Collected data:
----

Issue #1127, opened 2019-05-03
Default Values for inputs?


scott-mac:
Many of my input types share the same fields (Created and LastModifed). So I created a base class for my input types to inherit from. I'm trying to set the default values on these fields as follows:

 ```
public class BaseInputType : InputObjectGraphType {
        public BaseInputType() {
            Field<DateTimeGraphType>("Created");
            Field<DateTimeGraphType>("LastModified");

            this.Fields.SingleOrDefault(f => f.Name == "Created").DefaultValue = DateTime.UtcNow;
            this.Fields.SingleOrDefault(f => f.Name == "LastModified").DefaultValue = DateTime.UtcNow;

    }
```

If the user doesn't pass in values for Created and LastModified then I'd like to have default values set but it doesn't seem to honor this. Is there something else I need to tweak? Thanks

sungam3r:
Please show how you read such input argument from query arguments in your resolver.

sungam3r:
@scott-mac, it seems to me that the fix relates specifically to the problem you are describing.

PR #2160, opened 2021-01-09
Don't override argument null literals with default values

### LINKED ISSUE #2159: Default values override supplying an argument literal of null
See rule for input coercion for scalars:

> For all types below, with the exception of Non‐Null, **if the explicit value null is provided, then the result of input coercion is null.**

See rule for input objects:

> If no value is provided for a defined input object field and that field definition provides a default value, the default value should be used. If no default value is provided and the input object field’s type is non‐null, an error should be thrown. Otherwise, if the field is not required, then no entry is added to the coerced unordered map.
>
> **If the value null was provided for an input object field, and the field’s type is not a non‐null type, an entry in the coerced unordered map is given the value null**. In other words, there is a semantic difference between the explicitly provided value null versus having not provided a value.
>
> If a literal value is provided for an input object field, an entry in the coerced unordered map is given the result of coercing that value according to the input coercion rules for the type of that field.
>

----

§ Work instruction:
Lines with "there" in the records above: copy every one of them.

§ Expected output:
If the user doesn't pass in values for Created and LastModified then I'd like to have default values set but it doesn't seem to honor this. Is there something else I need to tweak? Thanks
> **If the value null was provided for an input object field, and the field’s type is not a non‐null type, an entry in the coerced unordered map is given the value null**. In other words, there is a semantic difference between the explicitly provided value null versus having not provided a value.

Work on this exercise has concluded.